**WHAT THE EXERCISE ASKS:** Each line from the start of the records through the line containing "the templating repo." is to be transcribed exactly, and no other line is to be included.

☆ ☆ ☆ ☆ ☆ ☆ ☆

PR #18922, opened 2021-07-14
Update System.CommandLine version and add version subscription

sfoslund:
Update System.CommandLine version and add darc subscription


sfoslund:
@MichaelSimons has asked us to start taking automatic version updates of System.CommandLine so we stay in sync with the templating repo. 

@dotnet/domestic-cat @wli3 once the subscription is enabled these insertions will likely fail pretty regularly as System.CommandLine is still making many breaking changes. Resolving these is not trivial (take for example how many files have had to be touched in this PR) so we'll likely want to treat these insertions mostly as reminders to update before release time, which is when source build will require us to have a matching version with templating. I'll plan on resolving the breaking changes when they arise. 

@jmarolf @JoeRobich @pranavkm these updates will effect dotnet format and watch as well since we all share a System.CommandLine version.

src/Tests/dotnet.Tests/.editorconfig
```diff
@@ -0,0 +1,4 @@
+[*.cs]
+
+# CS0618: Type or member is obsolete
+dotnet_diagnostic.CS0618.severity = suggestion
```
sfoslund, line 4: I'm adding this config in a few places because System.CommandLine has recently marked a few of their APIs as obsolete. We use them across quite a few places in the CLI and after discussing with @jonsequitur there doesn't seem to be a simple fix for this. I'm tracking making a better fix here: https://github.com/dotnet/sdk/issues/18952 but I don't think this work is feasible for .NET 6 timeframe.

dsplaisted (approved):

jmarolf (approved):
:shipit:

PR #18929, opened 2021-07-15
[API Compat] Add rule that validates a base type or interface is not removed

### LINKED ISSUE #18680: [API Compat] Add rule that validates a base type or interface is not removed
This rule should check that the base types and interfaces match on both the implementation and in the contract.

This rule should handle the special case of moving an interface declaration to a base type, which is not a breaking change. 

This should consider strict mode and run both ways.

cc: @ericstj @Anipik

safern:
Fixes: #18680


src/Tests/Microsoft.DotNet.ApiCompatibility.Tests/Rules/CannotRemoveBaseTypeOrInterfaceTests.cs
```diff
@@ -0,0 +1,294 @@
+﻿// Copyright (c) .NET Foundation and contributors. All rights reserved.
+// Licensed under the MIT license. See LICENSE file in the project root for full license information.
+//
```
Anipik, line 3: nit: extra ```//```

src/Compatibility/Microsoft.DotNet.ApiCompatibility/Rules/CannotRemoveBaseTypeOrInterface.cs
```diff
@@ -0,0 +1,85 @@
+﻿// Copyright (c) .NET Foundation and contributors. All rights reserved.
+// Licensed under the MIT license. See LICENSE file in the project root for full license information.
+//
```
Anipik, line 3: nit: extra ```//```

src/Compatibility/Microsoft.DotNet.ApiCompatibility/Rules/CannotRemoveBaseTypeOrInterface.cs
```diff
@@ -0,0 +1,85 @@
...
+                if (Settings.StrictMode)
+                    ValidateBaseTypeNotRemoved(right, left, rightName, leftName, differences);
+            }
+
+            ValidateInterfaceNotRemoved(left, right, leftName, rightName, differences);
+
+            if (Settings.StrictMode)
+                ValidateInterfaceNotRemoved(right, left, rightName, leftName, differences);
+        }
+        private void ValidateBaseTypeNotRemoved(ITypeSymbol left, ITypeSymbol right, string leftName, string rightName, IList<CompatDifference> differences)
```
Anipik, line 41: nit : no new line

src/Compatibility/Microsoft.DotNet.ApiCompatibility/Rules/CannotRemoveBaseTypeOrInterface.cs
```diff
@@ -0,0 +1,85 @@
...
+        }
+
+        private void ValidateInterfaceNotRemoved(ITypeSymbol left, ITypeSymbol right, string leftName, string rightName, IList<CompatDifference> differences)
+        {
+            HashSet<ITypeSymbol> rightInterfaces = new(right.GetAllBaseInterfaces(), Settings.SymbolComparer);
+
+            foreach (ITypeSymbol leftInterface in left.GetAllBaseInterfaces())
+            {
+                // Ignore internal interfaces
+                if (!leftInterface.IsVisibleOutsideOfAssembly())
```
Anipik, line 70: should we add a flag here if ```Includeinternals``` is set.

src/Compatibility/Microsoft.DotNet.ApiCompatibility/Rules/CannotRemoveBaseTypeOrInterface.cs
```diff
@@ -0,0 +1,85 @@
...
+        }
+        private void ValidateBaseTypeNotRemoved(ITypeSymbol left, ITypeSymbol right, string leftName, string rightName, IList<CompatDifference> differences)
+        {
+            // Base type order matters in the hierarchy chain so therefore use a list.
+            List<ITypeSymbol> rightBaseTypes = right.GetAllBaseTypes().ToList();
+
+            int lastTypeIndex = 0;
+            foreach (ITypeSymbol leftBaseType in left.GetAllBaseTypes())
+            {
+                lastTypeIndex = rightBaseTypes.FindIndex(lastTypeIndex, r => Settings.SymbolComparer.Equals(leftBaseType, r));
```
Anipik, line 49: can you explain why the start point for search is lastTypeIndex ? how does it ensures the hierarchy

src/Compatibility/Microsoft.DotNet.ApiCompatibility/Rules/CannotRemoveBaseTypeOrInterface.cs
safern: I thought about it, however removing an internal interface is not a breaking change. Maybe if we do that we should do the same for removing base types?

cc: @dougbu @ericstj thoughts?

Anipik: we hit this one for old api compat for open telemetry

src/Tests/Microsoft.DotNet.ApiCompatibility.Tests/Rules/CannotRemoveBaseTypeOrInterfaceTests.cs
```diff
@@ -0,0 +1,294 @@
...
+
+            CompatDifference[] expected = new[]
+            {
+                new CompatDifference(DiagnosticIds.CannotRemoveBaseType, string.Empty, DifferenceType.Changed, "T:CompatTests.First"),
+                new CompatDifference(DiagnosticIds.CannotRemoveBaseInterface, string.Empty, DifferenceType.Changed, "T:CompatTests.First"),
+            };
+
+            Assert.Equal(expected, differences, CompatDifferenceComparer.Default);
+
+            differences[0].Message.Contains("CompatTests.FirstBase");
```
Anipik, line 91: any specific reason on here we are testing the messages as well ?

src/Tests/Microsoft.DotNet.ApiCompatibility.Tests/Rules/CannotRemoveBaseTypeOrInterfaceTests.cs
```diff
@@ -0,0 +1,294 @@
...
+  public class First { }
+  public class FirstBase { }
+  public interface IFirstInterface { }
+}
+";
+
+            string rightSyntax = @"
+namespace CompatTests
+{
+  public class First : FirstBase, IFirstInterface { }
```
Anipik, line 138: are you worried that this wont allow developers to derive from new classes while running in the strict mode, should we allow disabling the strict mode for particular rules.

safern: > are you worried that this wont allow developers to derive from new classes while running in the strict mode, should we allow disabling the strict mode for particular rules.

It would allow them to derive from new classes, but they should derive from those new classes on both sides. `StrictMode` is intended for a compile vs runtime asset scenario.

src/Tests/Microsoft.DotNet.ApiCompatibility.Tests/Rules/CannotRemoveBaseTypeOrInterfaceTests.cs
safern: They are localized and that can cause tests to fail based on the culture settings of the computer executing the tests.

src/Compatibility/Microsoft.DotNet.ApiCompatibility/Rules/CannotRemoveBaseTypeOrInterface.cs
safern: Sure. The base class hierarchy order can not change, as in order to change the order you would be dropping a base class from another class at some point and that is a breaking change, so we are guaranteed that we can check the base classes from bottom to top on the tree skipping the indexes we already checked.

i.e if you have:

Left:
```cs
public class Foo : FirstBase { }
public class FirstBase : SecondBase { }
public class SecondBase : ThirdBase { }
public class ThirdBase { }
```

if I were to introduce a new base class I would have to honor order and push the previous base class up in the hierarchy:
Right: 
```cs
public class Foo : FirstBase { }
public class FirstBase : NewSecondBase { }
public class NewSecondBase : SecondBase { }
public class SecondBase : ThirdBase { }
public class ThirdBase { }
```

That would be flattened as
Right: `[FirstBase, NewSecondBase, SecondBase, ThirdBase]`
Left: `[FirstBase, SecondBase, ThirdBase]`.

So that way you when we are looking for `ThirdBase` in `Right`, `lastTypeIndex=2`, so we skip the base types we don't care and that way it is faster to find all the base types.

Doing something like the following is a breaking change:
```cs
public class First : FirstBase { }
public class FirstBase : SecondBase { }
public class SecondBase { }
```
changed to:
```cs
public class First : FirstBase, SecondBase { }
public class FirstBase { }
public class SecondBase { }
```
Is breaking as `FirstBase` no longer has `SecondBase` as it's base class.

src/Compatibility/Microsoft.DotNet.ApiCompatibility/Rules/CannotRemoveBaseTypeOrInterface.cs
safern: Yeah I think you are right we should consider that flag as if internals are included that means a lot of types and interfaces  that are internal will only be able to implement internal interfaces. I don't know if we should for the base type scenario though, don't know what the policy is there.

safern: I added a change to include internals if the flag is set, however abstract classes check is always including non visible outside of the assembly, I don't know if we should filter that out. Don't know if removing an internal or private class from a hierarchy is breaking (my assumption is it is as it could inherit from public base types and we would loose those in the hierarchy?).

src/Tests/Microsoft.DotNet.ApiCompatibility.Tests/Rules/CannotRemoveBaseTypeOrInterfaceTests.cs
```diff
@@ -0,0 +1,310 @@
...
+  public interface IFirstInterface { }
+}
+";
+
+            string rightSyntax = @"
+namespace CompatTests
+{
+  public class First : NewBase { }
+  public class Second : NewSecondBase { }
+  public class NewBase : FirstBase, INewInterface { }
```
ericstj, line 34: Can we also test pushing a method down while inserting a base class in the heirarchy?

src/Compatibility/Microsoft.DotNet.ApiCompatibility/Rules/CannotRemoveBaseTypeOrInterface.cs
```diff
@@ -0,0 +1,83 @@
...
+                ValidateInterfaceNotRemoved(right, left, rightName, leftName, differences);
+        }
+
+        private void ValidateBaseTypeNotRemoved(ITypeSymbol left, ITypeSymbol right, string leftName, string rightName, IList<CompatDifference> differences)
+        {
+            // Base type order matters in the hierarchy chain so therefore use a list.
+            List<ITypeSymbol> rightBaseTypes = right.GetAllBaseTypes().ToList();
+
+            int lastTypeIndex = 0;
+            foreach (ITypeSymbol leftBaseType in left.GetAllBaseTypes())
```
ericstj, line 45: Do we really need to iterate every base type, or can we just make sure that the immediate base type that left had is present in the heirarchy for right and then count on transitivity catching the rest of the heirarchy?

src/Tests/Microsoft.DotNet.ApiCompatibility.Tests/Rules/CannotRemoveBaseTypeOrInterfaceTests.cs
safern: You would expect that to not be flagged right?

ericstj: Right, it's releated to this.  Often times the reason for introducing a base class in the heirarchy is so that you can share some (but not all) of the members of a type.  In such a case you create a new base type, and move some of the members down from your original type.  It's a binary compatible change but one I expect we need to handle in the member comparison as well.

safern: I'll make sure that works then. Thanks for the suggestion!

src/Compatibility/Microsoft.DotNet.ApiCompatibility/Rules/CannotRemoveBaseTypeOrInterface.cs
safern: I think we need to iterate all left base types if we want to report all removals that affect right in the chain, as this test captures:

Left: https://github.com/dotnet/sdk/blob/a6011df3ec4fa79535da9cb982f647456d1b1e66/src/Tests/Microsoft.DotNet.ApiCompatibility.Tests/Rules/CannotRemoveBaseTypeOrInterfaceTests.cs#L231-L239
Right: https://github.com/dotnet/sdk/blob/a6011df3ec4fa79535da9cb982f647456d1b1e66/src/Tests/Microsoft.DotNet.ApiCompatibility.Tests/Rules/CannotRemoveBaseTypeOrInterfaceTests.cs#L255-L265
Result: https://github.com/dotnet/sdk/blob/a6011df3ec4fa79535da9cb982f647456d1b1e66/src/Tests/Microsoft.DotNet.ApiCompatibility.Tests/Rules/CannotRemoveBaseTypeOrInterfaceTests.cs#L297-#L299

However, we could safely assume that the only base type on left that we need to make sure exists in right is the first immediate base type in left. Reasons to assume that is safe, because if any base type is removed on the chain other than the first one on left, that will be caught when we compare the type which it's base type was removed.

So in the example above, the only difference we would get, it would be:

_SecondBase doesn't inherit from `ThirdBase` anymore._

Rather than getting the error of `ThirdBase` being remove on both, `First` and `SecondBase`.

src/Tests/Microsoft.DotNet.ApiCompatibility.Tests/Rules/CannotRemoveBaseTypeOrInterfaceTests.cs
safern: Added test and found a bug on `MembersMustExist` I was doing a bad assumption using left type to search on the base types' members when I should've right containing type base types.

src/Compatibility/Microsoft.DotNet.ApiCompatibility/Rules/CannotRemoveBaseTypeOrInterface.cs
ericstj: Using the diagnostics of the break is a good measurement of which is more correct.  Does one approach seem more accurate than the other based on the diagnostics raised?  I'm neutral on preference here, but raised this as a possibility in case it might simplify the code at all.

ericstj (approved):
LGTM.  Thanks for addressing my feedback.

src/Compatibility/Microsoft.DotNet.ApiCompatibility/Rules/CannotRemoveBaseTypeOrInterface.cs
```diff
@@ -38,24 +38,25 @@ private void RunOnTypeSymbol(ITypeSymbol left, ITypeSymbol right, string leftNam
...
-                                            DifferenceType.Changed,
-                                            right));
+                // If we found the immediate left base type on right we can assume
+                // that any removal of a base type up on the hierarchy will be handled
+                // when validating the type which it's base type was actually removed.
+                if (Settings.SymbolComparer.Equals(leftBaseType, rightBaseType))
                     return;
-                }
+
+                rightBaseType = rightBaseType.BaseType;
```
ericstj, line 52: Should strict mode break and fallthrough to difference diagnostic?

safern: Ah that's a good point. I think StrictMode in this case would let right to drop a base type that left has and not catch it. I think StrictMode should match and should just look for `left.BaseType == right.BaseType` rather than searching the tree for the presence of right on left.

safern: Hmm actually I tried this and didn't like the outcome of the diagnostics, because if one side drops the basetype, i.e right drops it, then the message would echo saying that left doesn't inherit from object but right does. 

I think it is better to try and search the tree and if right adds a new base type it would be handled correctly the way it is.

PR #18931, opened 2021-07-15
Rewrite assembly identity must match tests to use in memory assemblies

safern:
While adding some rules and running tests I noticed that the new tests for assembly identity rule bumped the execution time from ~10s to ~30-40s in the console and to 1+min in VS. Also depending on machine state sometimes they failed when switching branches. 

This was causing tests to generate a project and build it to get some dlls out and then load them, which for testing purposes is not worth it as it brings some flakiness, we should test rules with in memory assemblies as we just want to test that the rules are interpreting the metadata correctly.

Also I did some cleanup on the rule and improved a diagnostic message.


src/Tests/Microsoft.DotNet.ApiCompatibility.Tests/Rules/AssemblyIdentityMustMatchTests.cs
```diff
@@ -30,170 +36,106 @@ public static void AssemblyNamesDoNotMatch()
...
-            IAssemblySymbol leftSymbols = new AssemblySymbolLoader().LoadAssembly(leftDllPath);
-            IAssemblySymbol rightSymbols = new AssemblySymbolLoader().LoadAssembly(rightDllPath);
+            IAssemblySymbol leftSymbol = SymbolFactory.GetAssemblyFromSyntax(syntax, publicKey: _publicKey);
+            IAssemblySymbol rightSymbol = SymbolFactory.GetAssemblyFromSyntax(syntax, publicKey: _publicKey);
 
             // public key tokens must match
             ApiComparer differ = new();
             differ.StrictMode = strictMode;
 
-            IEnumerable<CompatDifference> differences = differ.GetDifferences(leftSymbols, rightSymbols);
```
Anipik, line 168: can we add a check here that leftAssemblyKeyToken is not null

src/Tests/Microsoft.DotNet.ApiCompatibility.Tests/Rules/AssemblyIdentityMustMatchTests.cs
```diff
@@ -202,57 +144,54 @@ public void LeftAssemblyKeyTokenNull(bool strictMode)
...
         }
 
-        [RequiresMSBuildVersionTheory("17.0.0.32901")]
+        [Theory]
         [InlineData(true)]
         [InlineData(false)]
         public void RightAssemblyKeyTokenNull(bool strictMode)
         {
-            var testAsset = _testAssetsManager
-                .CopyTestAsset("PublicKeyTokenValidation", allowCopyIfPresent: true)
```
Anipik, line 211: can you delete this asset as well from the assets folder

safern: Ah, yeah I forgot to do that. Thanks 😄

src/Tests/Microsoft.DotNet.ApiCompatibility.Tests/Rules/AssemblyIdentityMustMatchTests.cs
safern: Yup. I'll add a check in all tests for that kind of information.

Anipik (approved):
left 2 comments, other than that looks good

PR #22446, opened 2021-11-02
Treat SDK previews as separate workload feature bands

sfoslund:


sfoslund:
@dsplaisted not sure if we've already discussed this in a workload meeting, but do we want to require manifest teams to produce manifests with ids `foo.manifest.6.0.100-preview.1` and install manifests to a 6.0.100-preview.1 directory? Or should we allow preview feature bands to use the manifests without the preview tags? This PR currently has the first implementation but it feels somewhat clunky and would require a change in manifest authoring as well.

dsplaisted:
> @dsplaisted not sure if we've already discussed this in a workload meeting, but do we want to require manifest teams to produce manifests with ids `foo.manifest.6.0.100-preview.1` and install manifests to a 6.0.100-preview.1 directory? Or should we allow preview feature bands to use the manifests without the preview tags? This PR currently has the first implementation but it feels somewhat clunky and would require a change in manifest authoring as well.

Good point, I hadn't considered this, which will make this more complicated than I was thinking.

Manifest teams would need to produce manifests using the preview bands in order for them to work side-by-side.  However, just like we can't expect them to immediately produce an updated manifest when we branch for a new feature band, they also can't produce an updated manifest immediately when we branch for a new preview.  So we would need to update the [manifest fallback logic](https://github.com/dotnet/sdk/blob/7ba8cd3f2807dcc825cbd2495db58fc9960818d9/src/Resolvers/Microsoft.NET.Sdk.WorkloadManifestReader/SdkDirectoryWorkloadManifestProvider.cs#L159-L177) to work across previews.  To make it more complicated, manifest teams should also be able to produce manifests that are installed in the non-preview feature band folder.  IE near the release they should be able to switch to using 6.0.200 for the feature band instead of 6.0.200-rc.2 or whatever.  So in addition to falling back to a previous prerelease, it should also be able to use the non-prerelease version, even though semantically that would be greater than the current prerelease version.

I didn't review the PR in detail yet but one thing I'd like to see is unit tests for the way `SdkFeatureBand` converts from the version to the feature band.  That would give examples of how the mapping works.

sfoslund:
@dsplaisted I've updated this PR as you suggested, mind reviewing?

src/Tests/Microsoft.NET.Sdk.WorkloadManifestReader.Tests/SdkDirectoryWorkloadManifestProviderTests.cs
```diff
@@ -293,6 +279,82 @@ var sdkDirectoryWorkloadManifestProvider
...
+            CreateMockManifest(fakeDotnetRootDirectory, "5.0.100", "Android");
+
+            // Write 6.0.100-preview.2 manifests-> ios only
+            CreateMockManifest(fakeDotnetRootDirectory, "6.0.100-preview.2", "iOS");
+
+            // Write 7.0.100 manifests-> ios and android
+            CreateMockManifest(fakeDotnetRootDirectory, "7.0.100", "Android");
+            CreateMockManifest(fakeDotnetRootDirectory, "7.0.100", "iOS");
+
+            var knownWorkloadsFilePath = Path.Combine(fakeDotnetRootDirectory, "sdk", "6.0.100-preview.4.12345", "IncludedWorkloadManifests.txt");
```
dsplaisted, line 301: Nit: Avoid repeating `"6.0.100-preview.4.12345"` twice, break it out into a variable or constant.

src/Tests/Microsoft.NET.Sdk.WorkloadManifestReader.Tests/SdkDirectoryWorkloadManifestProviderTests.cs
```diff
@@ -293,6 +279,82 @@ var sdkDirectoryWorkloadManifestProvider
...
+            Directory.CreateDirectory(Path.GetDirectoryName(knownWorkloadsFilePath)!);
+            File.WriteAllText(knownWorkloadsFilePath, "Android\niOS");
+
+            var sdkDirectoryWorkloadManifestProvider
+                = new SdkDirectoryWorkloadManifestProvider(sdkRootPath: fakeDotnetRootDirectory, sdkVersion: "6.0.100-preview.4.12345", userProfileDir: null);
+
+            GetManifestContents(sdkDirectoryWorkloadManifestProvider)
+                .Should()
+                .BeEquivalentTo("4.0.100", "5.0.100");
```
dsplaisted, line 310: How about including both the manifest ID and version band in the mock manifest contents so you can verify which manifest came from which version?  IE:

```suggestion
                .BeEquivalentTo("4.0.100/iOS", "5.0.100/Android");
```

src/Tests/Microsoft.NET.Sdk.WorkloadManifestReader.Tests/SdkDirectoryWorkloadManifestProviderTests.cs
```diff
@@ -293,6 +279,82 @@ var sdkDirectoryWorkloadManifestProvider
                 .BeEquivalentTo("6.0.100", "5.0.100");
         }
 
+        [Fact]
+        public void ItShouldFallbackWhenPreviewFeatureBandHasNoManifests()
```
dsplaisted, line 283: I'd suggest also having a test for rolling back between preview bands, IE where the SDK is `6.0.100-preview.7` but it can pick up a workload manifest from the `6.0.100-preview.6` band.

src/Tests/dotnet-workload-install.Tests/GivenDotnetWorkloadInstall.cs
```diff
@@ -309,6 +309,52 @@ public void GivenWorkloadInstallItDoesNotRemoveOldInstallsOnRollback(bool userLo
...
+            Directory.GetFiles(rc1InstallRecordPath).Count().Should().Be(1);
+            File.Exists(Path.Combine(rc1InstallRecordPath, existingWorkload))
+                .Should().BeTrue();
+
+            var packRecordDirs = Directory.GetDirectories(Path.Combine(dotnetRoot, "metadata", "workloads", "InstalledPacks", "v1"));
+            packRecordDirs.Count().Should().Be(3);
+            var featureBandRecords = Directory.GetFiles(Directory.GetDirectories(packRecordDirs[0])[0]);
+            featureBandRecords.Count().Should().Be(2);
+            var installPacks = Directory.GetDirectories(Path.Combine(dotnetRoot, "packs"));
+            installPacks.Count().Should().Be(2);
```
dsplaisted, line 355: What are the different packs and directories that are being checked here?  Some comments or possibly some more assertions about the actual values would be nice.

dsplaisted (approved):

src/Resolvers/Microsoft.NET.Sdk.WorkloadManifestReader/SdkFeatureBand.cs
```diff
@@ -0,0 +1,68 @@
...
+            var fullVersion = version ?? throw new ArgumentNullException(nameof(version));
+            if (string.IsNullOrEmpty(version.Prerelease) || version.Prerelease.Contains("dev") || version.Prerelease.Contains("ci"))
+            {
+                _featureBand = new ReleaseVersion(fullVersion.Major, fullVersion.Minor, fullVersion.SdkFeatureBand);
+            }
+            else
+            {
+                // Treat preview versions as their own feature bands
+                var prereleaseComponents = fullVersion.Prerelease.Split('.');
+                var formattedPrerelease = prereleaseComponents.Length > 1 ?
```
joeloff, line 27: This assumes we'll never have more than 2 prerelease labels, e.g. -rc.2 or -preview.9

dsplaisted: @joeloff I'm not following.  The elements after the first two are the build numbers which we want to ignore for the purposes of feature bands.  We aren't expecting to have a Preview 3 and then a Preview 3.1, for example.

joeloff: Yup, that's fine, I just wanted to confirm the assumptions we're making because technically semver supports an infinite number of prerelease labels.

src/Tests/Microsoft.NET.Sdk.WorkloadManifestReader.Tests/SdkDirectoryWorkloadManifestProviderTests.cs
sfoslund: @joeloff I'm noticing that ReleaseVersions treat different previews as equal (for example, 6.0.100-preview.4 == 6.0.100-preview.5). Is that expected? Do we have any libraries that know how to determine the precedence of all prereleases (ie rc > preview > alpha) or is that something I'll need to implement by hand here?

dsplaisted: `NuGetVersion` does a full semantic version comparison, I believe.

joeloff: The ReleaseVersion should comply with SemVer 2.0.

sfoslund: Looks like there's a bug in ReleaseVersion, @joeloff says he has a PR out to fix but for now I'm using NugetVersions for cross preview comparisons.

dsplaisted: Can one of you link the ReleaseVersion fix PR?

sfoslund: Sorry meant to say he's putting a PR out, there's not a link yet.

joeloff: https://github.com/dotnet/deployment-tools/pull/158

sfoslund:
@joeloff your fix to ReleaseVersion fixed things up without having to use NuGetVersion, thanks! I'll merge this once it goes green unless anyone has feedback.

joeloff:
> @joeloff your fix to ReleaseVersion fixed things up without having to use NuGetVersion, thanks! I'll merge this once it goes green unless anyone has feedback.

Sounds good. We have an internal build that's all signed for 1.0.0-preview2.6.21561.1  I'll see if we can get it published to NuGet as well.

PR #22477, opened 2021-11-04
Blazor AOT Publish Tests

### LINKED ISSUE #36481: [Blazor] Add AoT pipeline on the SDK repo to validate AoT scenarios with automation
Currently AoT validation is manual or based on CTI coverage. This makes it hard to update the build scenarios without risking a break and makes fixing issues in this area expensive.

The main issue with AoT builds is the time they take. To improve the situation we want to run a separate build pipeline to make sure it can run in parallel and not add time to the final build.

We will own this pipeline and be responsible for its health, being optional in the beginning.

TanayParikh:
Fixes: https://github.com/dotnet/aspnetcore/issues/36481


eng/build.yml
```diff
@@ -135,6 +137,12 @@ jobs:
         displayName: Build
         env:
           BuildConfig: $(_BuildConfig)
+
+    - ${{ if eq(parameters.agentOs, 'Darwin') }}:
```
TanayParikh, line 141: Ubuntu AOT testing isn't currently possible due to an out of date python in the CI image which doesn't support f-string. Consequently the `emcc.py` script is failing during AOT. This bit should be reverted when CI Ubuntu image is upgraded to 20.04 LTS.

eng/build.yml
```diff
@@ -187,3 +187,107 @@ jobs:
         publishLocation: Container	
       continueOnError: true	
       condition: always()
+
+- ${{ if in(parameters.agentOs, 'Windows_NT', 'Darwin') }}:
```
TanayParikh, line 191: We have to run the AOT tests in a separate `job` (however they can still be in the same pipeline), due to https://github.com/dotnet/sdk/issues/22655. We may be able to consolidate the AOT tests into the existing test job once that issue is resolved.

PR #22532, opened 2021-11-10
Update Test project x64SolutionBuild to current framework

v-wuzhai:


joeloff:
The change appears to be fine. @dsplaisted Given that the generated output has changed between 1.1 and the latest TFM, are we at risk of losing coverage around back compat if we convert everything to latest?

☆ ☆ ☆ ☆ ☆ ☆ ☆

**EXPECTED OUTPUT:**
PR #18922, opened 2021-07-14
Update System.CommandLine version and add version subscription

sfoslund:
Update System.CommandLine version and add darc subscription


sfoslund:
@MichaelSimons has asked us to start taking automatic version updates of System.CommandLine so we stay in sync with the templating repo. 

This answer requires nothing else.